_PROBLEM TO WORK ON:_ Every line containing the string "attributes" is to be copied from the records.

(Collected data entries)
※

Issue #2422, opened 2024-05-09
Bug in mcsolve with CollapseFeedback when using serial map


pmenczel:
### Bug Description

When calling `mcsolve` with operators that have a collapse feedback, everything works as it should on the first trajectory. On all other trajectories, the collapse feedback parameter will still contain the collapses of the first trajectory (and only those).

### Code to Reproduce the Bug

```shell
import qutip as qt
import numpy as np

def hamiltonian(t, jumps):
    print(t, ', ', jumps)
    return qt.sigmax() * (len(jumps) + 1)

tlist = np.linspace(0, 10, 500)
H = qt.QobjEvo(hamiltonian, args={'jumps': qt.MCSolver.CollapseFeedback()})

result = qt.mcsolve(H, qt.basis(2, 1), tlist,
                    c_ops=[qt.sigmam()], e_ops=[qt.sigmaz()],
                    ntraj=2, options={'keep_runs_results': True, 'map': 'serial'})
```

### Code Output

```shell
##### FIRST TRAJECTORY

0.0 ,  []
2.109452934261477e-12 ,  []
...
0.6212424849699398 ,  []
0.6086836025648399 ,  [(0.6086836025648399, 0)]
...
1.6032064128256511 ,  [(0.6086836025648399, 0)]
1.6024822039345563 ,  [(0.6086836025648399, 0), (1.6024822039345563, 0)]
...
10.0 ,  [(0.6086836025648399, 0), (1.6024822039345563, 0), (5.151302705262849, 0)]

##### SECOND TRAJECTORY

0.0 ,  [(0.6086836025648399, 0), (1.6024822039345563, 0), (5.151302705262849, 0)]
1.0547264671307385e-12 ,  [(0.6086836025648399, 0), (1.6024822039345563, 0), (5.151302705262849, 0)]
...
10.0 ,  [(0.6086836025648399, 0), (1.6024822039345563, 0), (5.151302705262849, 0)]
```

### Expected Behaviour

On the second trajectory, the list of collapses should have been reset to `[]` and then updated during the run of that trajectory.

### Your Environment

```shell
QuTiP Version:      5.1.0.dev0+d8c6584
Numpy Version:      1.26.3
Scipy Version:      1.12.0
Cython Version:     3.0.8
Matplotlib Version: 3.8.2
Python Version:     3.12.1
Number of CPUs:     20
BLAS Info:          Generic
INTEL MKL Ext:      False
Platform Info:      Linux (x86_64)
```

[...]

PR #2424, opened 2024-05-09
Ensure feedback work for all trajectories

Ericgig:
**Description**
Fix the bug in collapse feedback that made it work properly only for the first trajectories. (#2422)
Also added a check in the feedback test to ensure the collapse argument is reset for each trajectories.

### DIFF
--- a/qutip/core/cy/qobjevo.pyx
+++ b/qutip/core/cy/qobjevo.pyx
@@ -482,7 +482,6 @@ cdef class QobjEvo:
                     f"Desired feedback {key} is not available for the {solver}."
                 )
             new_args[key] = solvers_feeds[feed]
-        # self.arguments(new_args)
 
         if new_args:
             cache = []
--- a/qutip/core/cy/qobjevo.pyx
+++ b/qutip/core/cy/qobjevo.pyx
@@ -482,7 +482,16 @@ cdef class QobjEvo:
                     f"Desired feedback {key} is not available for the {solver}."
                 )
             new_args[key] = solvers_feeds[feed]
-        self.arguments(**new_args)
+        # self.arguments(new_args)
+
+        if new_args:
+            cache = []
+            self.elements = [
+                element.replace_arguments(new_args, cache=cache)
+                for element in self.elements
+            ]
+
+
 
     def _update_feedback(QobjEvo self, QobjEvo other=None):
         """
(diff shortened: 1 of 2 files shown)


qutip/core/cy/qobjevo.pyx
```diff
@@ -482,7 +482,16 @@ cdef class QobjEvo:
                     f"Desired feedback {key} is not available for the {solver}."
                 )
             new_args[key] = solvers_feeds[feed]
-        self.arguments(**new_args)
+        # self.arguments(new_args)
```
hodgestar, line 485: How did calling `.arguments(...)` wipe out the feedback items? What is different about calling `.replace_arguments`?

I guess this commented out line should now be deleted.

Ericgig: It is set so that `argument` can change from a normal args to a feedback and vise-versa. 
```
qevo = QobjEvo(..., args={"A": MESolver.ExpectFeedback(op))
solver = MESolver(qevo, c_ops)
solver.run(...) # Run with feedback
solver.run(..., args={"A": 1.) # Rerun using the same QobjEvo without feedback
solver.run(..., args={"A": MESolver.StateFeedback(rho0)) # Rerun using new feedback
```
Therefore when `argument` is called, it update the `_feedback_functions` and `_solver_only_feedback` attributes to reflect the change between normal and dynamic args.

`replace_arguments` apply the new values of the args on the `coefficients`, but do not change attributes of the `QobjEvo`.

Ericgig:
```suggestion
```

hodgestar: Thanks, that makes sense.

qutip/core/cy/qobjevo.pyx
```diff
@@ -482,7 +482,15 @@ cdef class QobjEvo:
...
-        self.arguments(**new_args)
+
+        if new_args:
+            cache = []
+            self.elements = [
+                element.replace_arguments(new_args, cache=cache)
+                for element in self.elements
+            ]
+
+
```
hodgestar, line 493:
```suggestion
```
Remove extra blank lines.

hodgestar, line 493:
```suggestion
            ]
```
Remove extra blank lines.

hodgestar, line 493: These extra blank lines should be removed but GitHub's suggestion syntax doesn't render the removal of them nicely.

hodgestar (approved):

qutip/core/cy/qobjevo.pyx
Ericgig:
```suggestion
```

※

_TASK OUTPUT:_
Therefore when `argument` is called, it update the `_feedback_functions` and `_solver_only_feedback` attributes to reflect the change between normal and dynamic args.
`replace_arguments` apply the new values of the args on the `coefficients`, but do not change attributes of the `QobjEvo`.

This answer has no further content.